> [Provided material]:
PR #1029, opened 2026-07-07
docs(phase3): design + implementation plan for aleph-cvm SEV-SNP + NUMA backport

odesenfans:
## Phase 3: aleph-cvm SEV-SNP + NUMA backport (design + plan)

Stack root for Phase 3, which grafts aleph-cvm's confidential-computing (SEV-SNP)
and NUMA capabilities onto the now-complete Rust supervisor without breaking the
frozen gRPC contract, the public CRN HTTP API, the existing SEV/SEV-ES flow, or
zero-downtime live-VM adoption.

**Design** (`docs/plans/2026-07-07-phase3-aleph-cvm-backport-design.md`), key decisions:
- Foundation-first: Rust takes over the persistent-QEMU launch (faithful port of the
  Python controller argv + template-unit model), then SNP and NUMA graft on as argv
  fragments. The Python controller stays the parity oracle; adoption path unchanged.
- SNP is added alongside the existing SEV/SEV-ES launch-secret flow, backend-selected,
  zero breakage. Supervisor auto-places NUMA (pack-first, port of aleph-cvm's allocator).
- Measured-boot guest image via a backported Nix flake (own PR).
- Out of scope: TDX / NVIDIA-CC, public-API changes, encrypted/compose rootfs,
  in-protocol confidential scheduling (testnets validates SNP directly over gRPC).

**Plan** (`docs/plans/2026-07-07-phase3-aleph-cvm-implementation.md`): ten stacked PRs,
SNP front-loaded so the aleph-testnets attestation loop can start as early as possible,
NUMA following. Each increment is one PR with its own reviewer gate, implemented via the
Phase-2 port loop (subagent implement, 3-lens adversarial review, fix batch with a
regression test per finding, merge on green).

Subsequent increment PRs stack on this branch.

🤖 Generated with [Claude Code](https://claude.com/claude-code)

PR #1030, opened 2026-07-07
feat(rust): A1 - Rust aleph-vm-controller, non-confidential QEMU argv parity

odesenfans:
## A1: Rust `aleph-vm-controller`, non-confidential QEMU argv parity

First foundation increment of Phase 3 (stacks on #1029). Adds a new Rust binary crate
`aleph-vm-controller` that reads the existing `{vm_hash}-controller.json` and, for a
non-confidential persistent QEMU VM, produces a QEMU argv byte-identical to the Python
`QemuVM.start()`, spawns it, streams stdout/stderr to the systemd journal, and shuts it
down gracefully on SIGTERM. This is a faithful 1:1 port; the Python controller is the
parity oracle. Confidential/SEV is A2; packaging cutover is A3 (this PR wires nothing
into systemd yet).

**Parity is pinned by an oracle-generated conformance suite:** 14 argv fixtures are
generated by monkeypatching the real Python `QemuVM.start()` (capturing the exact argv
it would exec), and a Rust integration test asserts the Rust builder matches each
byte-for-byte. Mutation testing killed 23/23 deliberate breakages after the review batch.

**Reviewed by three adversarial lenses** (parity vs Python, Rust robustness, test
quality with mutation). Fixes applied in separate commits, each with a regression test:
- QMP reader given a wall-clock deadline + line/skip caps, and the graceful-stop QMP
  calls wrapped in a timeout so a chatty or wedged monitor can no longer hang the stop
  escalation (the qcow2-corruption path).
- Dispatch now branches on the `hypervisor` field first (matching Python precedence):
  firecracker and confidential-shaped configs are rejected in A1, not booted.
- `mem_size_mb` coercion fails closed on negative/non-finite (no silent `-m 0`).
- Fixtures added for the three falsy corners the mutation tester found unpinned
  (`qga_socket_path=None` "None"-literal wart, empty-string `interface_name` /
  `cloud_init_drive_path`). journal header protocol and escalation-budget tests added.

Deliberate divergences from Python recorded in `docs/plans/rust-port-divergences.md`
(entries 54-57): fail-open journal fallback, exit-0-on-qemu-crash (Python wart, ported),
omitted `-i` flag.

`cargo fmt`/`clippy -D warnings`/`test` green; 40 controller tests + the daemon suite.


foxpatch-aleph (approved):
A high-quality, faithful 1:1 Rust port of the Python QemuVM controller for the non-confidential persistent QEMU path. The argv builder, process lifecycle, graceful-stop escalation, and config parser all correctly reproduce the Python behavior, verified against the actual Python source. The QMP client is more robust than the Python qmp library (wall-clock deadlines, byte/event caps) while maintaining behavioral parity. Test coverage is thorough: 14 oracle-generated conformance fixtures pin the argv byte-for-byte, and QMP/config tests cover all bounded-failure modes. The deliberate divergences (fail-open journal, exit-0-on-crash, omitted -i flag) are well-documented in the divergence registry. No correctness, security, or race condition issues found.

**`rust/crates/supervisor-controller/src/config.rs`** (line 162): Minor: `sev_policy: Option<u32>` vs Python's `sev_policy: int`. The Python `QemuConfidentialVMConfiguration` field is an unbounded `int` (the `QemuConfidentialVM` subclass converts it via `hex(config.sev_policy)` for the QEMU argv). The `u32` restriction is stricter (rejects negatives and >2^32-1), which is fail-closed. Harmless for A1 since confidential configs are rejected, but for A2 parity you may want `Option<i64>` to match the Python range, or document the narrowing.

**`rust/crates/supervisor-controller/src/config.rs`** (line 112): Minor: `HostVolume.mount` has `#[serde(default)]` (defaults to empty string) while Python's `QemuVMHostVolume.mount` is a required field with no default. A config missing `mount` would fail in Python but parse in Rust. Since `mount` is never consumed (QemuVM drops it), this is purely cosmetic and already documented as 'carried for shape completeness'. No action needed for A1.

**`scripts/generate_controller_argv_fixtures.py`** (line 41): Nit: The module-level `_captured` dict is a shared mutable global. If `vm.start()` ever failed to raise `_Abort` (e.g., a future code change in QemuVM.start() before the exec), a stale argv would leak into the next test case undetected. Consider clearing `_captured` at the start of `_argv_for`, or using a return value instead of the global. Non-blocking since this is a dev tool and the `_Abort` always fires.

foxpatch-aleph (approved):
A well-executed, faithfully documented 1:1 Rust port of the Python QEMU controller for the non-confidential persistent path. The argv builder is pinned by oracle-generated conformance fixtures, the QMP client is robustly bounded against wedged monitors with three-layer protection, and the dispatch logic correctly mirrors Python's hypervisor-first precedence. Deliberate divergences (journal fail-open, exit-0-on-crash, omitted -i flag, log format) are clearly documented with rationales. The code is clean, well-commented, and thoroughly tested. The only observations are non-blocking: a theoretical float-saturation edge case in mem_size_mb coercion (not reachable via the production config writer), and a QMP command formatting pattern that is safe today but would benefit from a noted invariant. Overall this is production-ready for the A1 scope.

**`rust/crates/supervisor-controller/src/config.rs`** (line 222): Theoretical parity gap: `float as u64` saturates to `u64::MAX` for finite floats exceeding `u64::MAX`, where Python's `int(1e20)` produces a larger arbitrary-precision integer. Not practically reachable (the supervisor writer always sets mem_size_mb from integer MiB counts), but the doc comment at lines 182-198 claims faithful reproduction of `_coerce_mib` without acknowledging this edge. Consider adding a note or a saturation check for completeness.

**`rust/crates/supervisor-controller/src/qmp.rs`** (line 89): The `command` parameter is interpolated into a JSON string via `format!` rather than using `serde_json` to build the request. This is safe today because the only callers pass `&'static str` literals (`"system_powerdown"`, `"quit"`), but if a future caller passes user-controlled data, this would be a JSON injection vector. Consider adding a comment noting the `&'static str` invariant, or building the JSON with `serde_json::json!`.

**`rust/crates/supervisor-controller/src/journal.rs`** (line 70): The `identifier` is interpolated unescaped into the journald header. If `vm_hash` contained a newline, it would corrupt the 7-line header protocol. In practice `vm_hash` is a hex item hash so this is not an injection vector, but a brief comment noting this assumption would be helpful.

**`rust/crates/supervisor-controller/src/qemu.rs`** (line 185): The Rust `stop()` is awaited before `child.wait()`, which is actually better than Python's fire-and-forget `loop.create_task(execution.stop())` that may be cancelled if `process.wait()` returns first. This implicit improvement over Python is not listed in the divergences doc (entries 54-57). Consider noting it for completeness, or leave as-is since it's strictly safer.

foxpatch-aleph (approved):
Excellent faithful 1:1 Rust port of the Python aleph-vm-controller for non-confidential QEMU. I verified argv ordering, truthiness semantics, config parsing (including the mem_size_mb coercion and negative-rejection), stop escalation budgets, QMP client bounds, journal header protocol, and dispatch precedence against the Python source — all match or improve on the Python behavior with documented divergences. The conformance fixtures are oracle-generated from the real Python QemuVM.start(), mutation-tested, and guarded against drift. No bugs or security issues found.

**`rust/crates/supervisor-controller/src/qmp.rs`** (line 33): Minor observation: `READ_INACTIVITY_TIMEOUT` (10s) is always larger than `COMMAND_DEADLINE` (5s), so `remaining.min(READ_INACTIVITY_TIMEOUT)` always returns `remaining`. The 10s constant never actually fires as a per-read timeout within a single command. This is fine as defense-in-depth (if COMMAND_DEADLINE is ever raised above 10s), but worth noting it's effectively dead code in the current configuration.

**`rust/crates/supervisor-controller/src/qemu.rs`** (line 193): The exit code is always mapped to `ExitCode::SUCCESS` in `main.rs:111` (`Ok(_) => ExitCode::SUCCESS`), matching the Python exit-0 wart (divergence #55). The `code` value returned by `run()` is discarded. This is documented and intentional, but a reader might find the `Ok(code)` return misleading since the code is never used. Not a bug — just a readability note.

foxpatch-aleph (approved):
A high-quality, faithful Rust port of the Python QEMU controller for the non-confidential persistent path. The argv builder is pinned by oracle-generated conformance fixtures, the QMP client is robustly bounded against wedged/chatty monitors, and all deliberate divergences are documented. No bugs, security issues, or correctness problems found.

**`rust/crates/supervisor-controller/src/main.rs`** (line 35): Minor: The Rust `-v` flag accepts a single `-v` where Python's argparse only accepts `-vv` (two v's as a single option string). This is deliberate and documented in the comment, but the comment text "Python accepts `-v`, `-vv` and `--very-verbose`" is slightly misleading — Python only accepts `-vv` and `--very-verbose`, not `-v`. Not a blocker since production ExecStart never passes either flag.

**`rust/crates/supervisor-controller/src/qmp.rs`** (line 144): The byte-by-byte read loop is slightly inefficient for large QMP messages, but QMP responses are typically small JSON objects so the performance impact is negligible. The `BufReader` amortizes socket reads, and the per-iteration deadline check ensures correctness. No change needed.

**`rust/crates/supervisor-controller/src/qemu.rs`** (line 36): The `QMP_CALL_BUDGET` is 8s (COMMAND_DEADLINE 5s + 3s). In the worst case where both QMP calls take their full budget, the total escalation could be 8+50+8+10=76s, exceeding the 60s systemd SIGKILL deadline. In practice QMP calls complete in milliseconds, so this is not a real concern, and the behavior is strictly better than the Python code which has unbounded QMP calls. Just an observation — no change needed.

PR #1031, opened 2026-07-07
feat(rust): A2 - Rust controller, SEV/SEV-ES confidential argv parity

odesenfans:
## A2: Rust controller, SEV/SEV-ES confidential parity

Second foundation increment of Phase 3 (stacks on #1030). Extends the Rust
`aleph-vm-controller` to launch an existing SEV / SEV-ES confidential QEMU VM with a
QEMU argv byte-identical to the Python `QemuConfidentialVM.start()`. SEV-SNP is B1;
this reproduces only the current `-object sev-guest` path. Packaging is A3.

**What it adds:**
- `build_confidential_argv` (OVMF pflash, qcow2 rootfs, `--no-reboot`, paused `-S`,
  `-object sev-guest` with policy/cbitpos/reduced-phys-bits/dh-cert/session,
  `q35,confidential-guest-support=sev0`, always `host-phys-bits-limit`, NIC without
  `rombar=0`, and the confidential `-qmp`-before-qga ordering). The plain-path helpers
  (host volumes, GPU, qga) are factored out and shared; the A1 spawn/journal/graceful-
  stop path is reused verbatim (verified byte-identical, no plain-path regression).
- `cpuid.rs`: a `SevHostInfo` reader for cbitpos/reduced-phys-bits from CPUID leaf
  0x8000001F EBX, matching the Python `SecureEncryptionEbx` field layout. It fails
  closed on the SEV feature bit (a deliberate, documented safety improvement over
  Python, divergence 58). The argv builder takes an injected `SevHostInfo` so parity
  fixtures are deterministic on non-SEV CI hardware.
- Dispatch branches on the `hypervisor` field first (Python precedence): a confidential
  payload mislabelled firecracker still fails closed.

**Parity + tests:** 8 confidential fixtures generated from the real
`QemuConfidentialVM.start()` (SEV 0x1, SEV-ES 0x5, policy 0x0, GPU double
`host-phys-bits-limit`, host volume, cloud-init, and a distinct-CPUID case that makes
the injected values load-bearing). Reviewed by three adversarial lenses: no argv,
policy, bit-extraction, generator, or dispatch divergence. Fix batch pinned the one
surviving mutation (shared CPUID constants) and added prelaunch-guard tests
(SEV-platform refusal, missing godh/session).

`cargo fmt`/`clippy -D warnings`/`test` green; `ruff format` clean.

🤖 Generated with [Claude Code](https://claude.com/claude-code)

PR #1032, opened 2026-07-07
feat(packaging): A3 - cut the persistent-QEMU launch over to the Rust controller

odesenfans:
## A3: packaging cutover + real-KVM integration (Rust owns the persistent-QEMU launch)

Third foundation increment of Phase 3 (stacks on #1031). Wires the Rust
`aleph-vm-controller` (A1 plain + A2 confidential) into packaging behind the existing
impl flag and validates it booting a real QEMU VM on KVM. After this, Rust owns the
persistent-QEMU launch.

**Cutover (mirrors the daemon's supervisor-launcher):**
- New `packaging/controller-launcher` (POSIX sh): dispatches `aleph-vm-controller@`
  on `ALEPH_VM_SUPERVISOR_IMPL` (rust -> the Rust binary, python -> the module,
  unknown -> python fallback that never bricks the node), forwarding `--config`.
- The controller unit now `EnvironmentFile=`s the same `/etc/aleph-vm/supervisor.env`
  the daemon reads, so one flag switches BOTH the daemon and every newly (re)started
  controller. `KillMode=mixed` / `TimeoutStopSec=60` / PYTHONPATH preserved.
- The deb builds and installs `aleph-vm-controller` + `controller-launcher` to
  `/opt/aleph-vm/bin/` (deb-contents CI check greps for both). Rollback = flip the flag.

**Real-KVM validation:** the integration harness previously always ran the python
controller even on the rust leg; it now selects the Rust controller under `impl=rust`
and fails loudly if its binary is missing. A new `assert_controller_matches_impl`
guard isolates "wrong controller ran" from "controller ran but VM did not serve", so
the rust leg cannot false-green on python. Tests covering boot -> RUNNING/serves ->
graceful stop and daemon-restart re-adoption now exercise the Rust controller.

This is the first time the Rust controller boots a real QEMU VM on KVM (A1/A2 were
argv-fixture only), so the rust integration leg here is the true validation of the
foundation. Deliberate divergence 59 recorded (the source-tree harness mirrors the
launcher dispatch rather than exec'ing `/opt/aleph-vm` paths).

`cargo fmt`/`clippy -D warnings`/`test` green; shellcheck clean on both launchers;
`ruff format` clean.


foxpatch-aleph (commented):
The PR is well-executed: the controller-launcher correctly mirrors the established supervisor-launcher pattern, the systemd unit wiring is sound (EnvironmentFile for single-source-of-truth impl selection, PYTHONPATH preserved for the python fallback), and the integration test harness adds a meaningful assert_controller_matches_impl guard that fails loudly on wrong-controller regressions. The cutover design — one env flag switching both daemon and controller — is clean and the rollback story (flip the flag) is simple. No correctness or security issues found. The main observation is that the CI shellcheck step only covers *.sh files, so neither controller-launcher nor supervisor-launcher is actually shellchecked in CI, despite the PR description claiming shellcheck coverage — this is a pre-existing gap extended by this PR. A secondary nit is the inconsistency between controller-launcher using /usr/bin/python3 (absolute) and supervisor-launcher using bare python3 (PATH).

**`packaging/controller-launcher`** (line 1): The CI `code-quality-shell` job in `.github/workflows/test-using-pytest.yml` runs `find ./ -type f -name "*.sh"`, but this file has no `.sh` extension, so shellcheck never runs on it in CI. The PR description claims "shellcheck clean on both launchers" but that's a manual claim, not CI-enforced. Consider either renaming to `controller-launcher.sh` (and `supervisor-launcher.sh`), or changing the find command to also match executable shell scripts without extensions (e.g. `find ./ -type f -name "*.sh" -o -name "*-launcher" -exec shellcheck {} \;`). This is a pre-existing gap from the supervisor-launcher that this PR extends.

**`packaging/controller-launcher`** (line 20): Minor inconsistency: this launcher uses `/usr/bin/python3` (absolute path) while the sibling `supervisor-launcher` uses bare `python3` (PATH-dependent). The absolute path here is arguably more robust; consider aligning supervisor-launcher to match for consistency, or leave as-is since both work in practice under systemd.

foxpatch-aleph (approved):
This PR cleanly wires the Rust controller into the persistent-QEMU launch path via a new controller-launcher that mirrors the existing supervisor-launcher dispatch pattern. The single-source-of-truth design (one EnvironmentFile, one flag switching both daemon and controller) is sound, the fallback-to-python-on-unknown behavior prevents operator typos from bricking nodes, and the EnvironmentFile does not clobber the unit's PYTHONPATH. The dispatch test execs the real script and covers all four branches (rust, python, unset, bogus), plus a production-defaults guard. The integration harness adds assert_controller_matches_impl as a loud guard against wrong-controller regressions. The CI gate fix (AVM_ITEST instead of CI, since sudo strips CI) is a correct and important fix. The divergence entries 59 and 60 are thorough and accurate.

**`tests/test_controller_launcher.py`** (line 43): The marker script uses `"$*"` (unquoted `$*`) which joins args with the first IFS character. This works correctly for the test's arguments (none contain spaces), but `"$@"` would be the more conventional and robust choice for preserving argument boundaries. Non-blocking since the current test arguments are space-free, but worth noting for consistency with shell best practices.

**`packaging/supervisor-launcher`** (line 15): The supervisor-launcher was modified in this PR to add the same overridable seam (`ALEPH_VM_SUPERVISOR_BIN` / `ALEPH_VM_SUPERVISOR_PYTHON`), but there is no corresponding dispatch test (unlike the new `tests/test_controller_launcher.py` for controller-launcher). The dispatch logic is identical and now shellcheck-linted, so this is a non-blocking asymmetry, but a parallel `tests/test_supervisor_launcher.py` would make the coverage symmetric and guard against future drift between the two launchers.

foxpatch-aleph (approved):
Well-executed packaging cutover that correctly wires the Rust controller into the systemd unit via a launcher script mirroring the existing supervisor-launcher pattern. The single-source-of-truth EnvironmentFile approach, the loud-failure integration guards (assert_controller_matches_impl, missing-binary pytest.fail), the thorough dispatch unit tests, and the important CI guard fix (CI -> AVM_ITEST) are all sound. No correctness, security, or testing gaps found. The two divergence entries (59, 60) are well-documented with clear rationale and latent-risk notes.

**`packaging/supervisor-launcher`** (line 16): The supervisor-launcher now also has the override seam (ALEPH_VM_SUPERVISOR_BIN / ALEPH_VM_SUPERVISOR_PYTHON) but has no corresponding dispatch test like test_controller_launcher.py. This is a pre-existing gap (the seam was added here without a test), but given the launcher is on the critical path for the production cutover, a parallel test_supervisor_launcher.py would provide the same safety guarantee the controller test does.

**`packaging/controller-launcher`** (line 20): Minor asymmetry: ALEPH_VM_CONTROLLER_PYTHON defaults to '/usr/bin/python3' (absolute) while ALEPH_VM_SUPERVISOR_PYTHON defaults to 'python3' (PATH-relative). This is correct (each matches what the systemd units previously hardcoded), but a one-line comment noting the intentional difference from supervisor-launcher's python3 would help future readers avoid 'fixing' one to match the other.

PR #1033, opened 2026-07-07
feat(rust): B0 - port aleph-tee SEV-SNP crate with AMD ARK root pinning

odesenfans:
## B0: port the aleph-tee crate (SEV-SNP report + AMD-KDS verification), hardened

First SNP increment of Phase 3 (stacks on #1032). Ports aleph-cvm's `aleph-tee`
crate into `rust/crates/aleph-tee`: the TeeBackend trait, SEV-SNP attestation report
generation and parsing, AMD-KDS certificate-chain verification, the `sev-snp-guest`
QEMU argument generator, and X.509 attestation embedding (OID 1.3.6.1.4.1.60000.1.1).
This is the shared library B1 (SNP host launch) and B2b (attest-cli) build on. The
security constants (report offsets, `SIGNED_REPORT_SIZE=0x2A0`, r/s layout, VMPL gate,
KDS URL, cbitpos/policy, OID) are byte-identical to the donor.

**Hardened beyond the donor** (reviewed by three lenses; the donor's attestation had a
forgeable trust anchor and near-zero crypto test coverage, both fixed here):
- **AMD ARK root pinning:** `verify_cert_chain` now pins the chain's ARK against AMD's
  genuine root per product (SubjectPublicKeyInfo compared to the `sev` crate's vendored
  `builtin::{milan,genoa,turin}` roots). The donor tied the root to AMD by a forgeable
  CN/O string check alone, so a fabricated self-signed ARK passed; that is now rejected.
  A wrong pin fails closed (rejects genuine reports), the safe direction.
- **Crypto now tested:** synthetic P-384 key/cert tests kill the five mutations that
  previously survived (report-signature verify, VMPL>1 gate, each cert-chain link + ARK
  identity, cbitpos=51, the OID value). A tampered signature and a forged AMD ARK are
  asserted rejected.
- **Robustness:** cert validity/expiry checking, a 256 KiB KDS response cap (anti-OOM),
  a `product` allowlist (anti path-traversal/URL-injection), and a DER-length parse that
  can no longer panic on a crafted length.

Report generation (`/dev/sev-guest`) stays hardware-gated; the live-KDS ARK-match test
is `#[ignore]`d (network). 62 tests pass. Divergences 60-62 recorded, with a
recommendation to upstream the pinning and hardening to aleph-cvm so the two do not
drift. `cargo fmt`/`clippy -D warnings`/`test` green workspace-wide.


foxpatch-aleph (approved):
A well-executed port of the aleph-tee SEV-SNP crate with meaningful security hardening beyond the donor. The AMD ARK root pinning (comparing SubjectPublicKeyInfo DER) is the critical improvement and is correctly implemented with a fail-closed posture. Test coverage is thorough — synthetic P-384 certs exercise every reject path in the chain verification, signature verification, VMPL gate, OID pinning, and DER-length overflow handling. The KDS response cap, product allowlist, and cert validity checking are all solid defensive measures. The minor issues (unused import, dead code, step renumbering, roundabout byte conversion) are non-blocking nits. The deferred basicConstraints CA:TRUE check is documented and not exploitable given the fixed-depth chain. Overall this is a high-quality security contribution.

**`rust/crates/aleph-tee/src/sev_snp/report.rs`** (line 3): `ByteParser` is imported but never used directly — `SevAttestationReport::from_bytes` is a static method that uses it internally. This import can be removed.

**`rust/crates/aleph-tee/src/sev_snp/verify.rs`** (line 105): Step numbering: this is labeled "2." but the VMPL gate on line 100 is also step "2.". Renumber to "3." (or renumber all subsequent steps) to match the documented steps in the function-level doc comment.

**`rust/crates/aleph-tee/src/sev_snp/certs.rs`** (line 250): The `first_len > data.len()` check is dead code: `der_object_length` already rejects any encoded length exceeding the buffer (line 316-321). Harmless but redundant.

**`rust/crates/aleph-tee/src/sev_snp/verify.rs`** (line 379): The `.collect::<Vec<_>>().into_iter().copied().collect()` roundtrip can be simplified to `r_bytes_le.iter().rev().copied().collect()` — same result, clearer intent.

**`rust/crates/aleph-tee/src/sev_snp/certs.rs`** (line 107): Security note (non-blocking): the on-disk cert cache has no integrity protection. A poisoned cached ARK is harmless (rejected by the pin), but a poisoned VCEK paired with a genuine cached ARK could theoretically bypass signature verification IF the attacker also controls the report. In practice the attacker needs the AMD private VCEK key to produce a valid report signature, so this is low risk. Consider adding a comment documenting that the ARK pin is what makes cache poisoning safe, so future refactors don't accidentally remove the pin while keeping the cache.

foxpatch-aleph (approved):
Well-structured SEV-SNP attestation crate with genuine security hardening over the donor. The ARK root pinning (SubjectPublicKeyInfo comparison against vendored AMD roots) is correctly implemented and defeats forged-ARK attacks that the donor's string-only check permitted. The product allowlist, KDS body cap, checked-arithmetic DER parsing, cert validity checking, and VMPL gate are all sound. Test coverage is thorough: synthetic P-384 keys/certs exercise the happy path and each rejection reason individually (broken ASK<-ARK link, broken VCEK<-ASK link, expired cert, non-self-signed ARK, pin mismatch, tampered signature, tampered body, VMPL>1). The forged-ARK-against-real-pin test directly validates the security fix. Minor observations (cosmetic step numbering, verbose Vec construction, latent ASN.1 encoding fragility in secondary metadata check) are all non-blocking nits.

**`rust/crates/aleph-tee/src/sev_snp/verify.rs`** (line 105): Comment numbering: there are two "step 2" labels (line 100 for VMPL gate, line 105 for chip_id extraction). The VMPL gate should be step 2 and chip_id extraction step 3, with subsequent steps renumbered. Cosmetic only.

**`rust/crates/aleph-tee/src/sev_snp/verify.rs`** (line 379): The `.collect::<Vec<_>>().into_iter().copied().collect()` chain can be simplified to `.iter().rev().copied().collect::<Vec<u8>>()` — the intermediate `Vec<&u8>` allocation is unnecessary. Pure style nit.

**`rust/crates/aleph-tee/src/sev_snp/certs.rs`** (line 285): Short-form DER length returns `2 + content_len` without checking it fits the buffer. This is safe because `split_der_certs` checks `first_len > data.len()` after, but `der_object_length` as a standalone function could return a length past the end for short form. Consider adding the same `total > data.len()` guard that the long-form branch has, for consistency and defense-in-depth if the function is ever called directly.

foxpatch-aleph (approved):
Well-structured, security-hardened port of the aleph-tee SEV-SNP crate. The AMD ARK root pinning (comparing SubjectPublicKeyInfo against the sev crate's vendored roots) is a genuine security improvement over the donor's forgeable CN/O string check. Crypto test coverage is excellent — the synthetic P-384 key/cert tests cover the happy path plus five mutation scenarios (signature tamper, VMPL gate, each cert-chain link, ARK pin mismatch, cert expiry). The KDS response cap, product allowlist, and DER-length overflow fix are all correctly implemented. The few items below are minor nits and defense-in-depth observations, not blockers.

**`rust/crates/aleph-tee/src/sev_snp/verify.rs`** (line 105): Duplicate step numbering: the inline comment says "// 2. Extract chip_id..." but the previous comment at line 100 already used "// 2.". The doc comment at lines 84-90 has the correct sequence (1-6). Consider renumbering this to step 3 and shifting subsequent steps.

> [Exercise goal]:
Beginning at the line above with "fixtures are deterministic" and finishing at the line with "behind the existing", return each line exactly and return nothing else.

> [Finished exercise]:
  fixtures are deterministic on non-SEV CI hardware.
- Dispatch branches on the `hypervisor` field first (Python precedence): a confidential
  payload mislabelled firecracker still fails closed.

**Parity + tests:** 8 confidential fixtures generated from the real
`QemuConfidentialVM.start()` (SEV 0x1, SEV-ES 0x5, policy 0x0, GPU double
`host-phys-bits-limit`, host volume, cloud-init, and a distinct-CPUID case that makes
the injected values load-bearing). Reviewed by three adversarial lenses: no argv,
policy, bit-extraction, generator, or dispatch divergence. Fix batch pinned the one
surviving mutation (shared CPUID constants) and added prelaunch-guard tests
(SEV-platform refusal, missing godh/session).

`cargo fmt`/`clippy -D warnings`/`test` green; `ruff format` clean.

🤖 Generated with [Claude Code](https://claude.com/claude-code)

PR #1032, opened 2026-07-07
feat(packaging): A3 - cut the persistent-QEMU launch over to the Rust controller

odesenfans:
## A3: packaging cutover + real-KVM integration (Rust owns the persistent-QEMU launch)

Third foundation increment of Phase 3 (stacks on #1031). Wires the Rust
`aleph-vm-controller` (A1 plain + A2 confidential) into packaging behind the existing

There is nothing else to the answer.